# Records for this task:
-*-

Issue #697, opened 2020-07-02
Set comprehension should verify element-type subset constraints


RustanLeino:
A subset type

    type T = x: Base | P(x)

denotes the subset of values of type `Base` that satisfy `P`. The constraint `P(x)` is allowed to be a ghost expression and does need to be compilable. Now, here's the problem:

```
datatype Cell = Cell(x: int)
type EvenCell = c: Cell | c.x % 2 == 0 witness Cell(0)

method P(b: bool, s: set<Cell>) returns (t: set<EvenCell>)
{
  if b {
    // in the following, every element selected by the set comprehension is an EvenCell value
    t := set c: EvenCell | c in s && c.x % 2 == 0;
  } else {
    t := set c: EvenCell | c in s;  // error: set elements are not constraint to satisfy EvenCell
  }
}
```

Both set comprehensions have type `set<EvenCell>`. However, in order for the latter to construct a set containing only `EvenCell` values, the evenness check needs to be performed somewhere. It cannot be generated by the compiler, because the subset constraint is a ghost expression. Therefore, (either set comprehensions with an element type that is a subset type must be banned altogether, or) the constraint must be checked by the verifier.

-*-

# Assignment:
Find the lines above that contain the word "EvenCell" and copy each one.

# Result of this exercise:
type EvenCell = c: Cell | c.x % 2 == 0 witness Cell(0)
method P(b: bool, s: set<Cell>) returns (t: set<EvenCell>)
    // in the following, every element selected by the set comprehension is an EvenCell value
    t := set c: EvenCell | c in s && c.x % 2 == 0;
    t := set c: EvenCell | c in s;  // error: set elements are not constraint to satisfy EvenCell
Both set comprehensions have type `set<EvenCell>`. However, in order for the latter to construct a set containing only `EvenCell` values, the evenness check needs to be performed somewhere. It cannot be generated by the compiler, because the subset constraint is a ghost expression. Therefore, (either set comprehensions with an element type that is a subset type must be banned altogether, or) the constraint must be checked by the verifier.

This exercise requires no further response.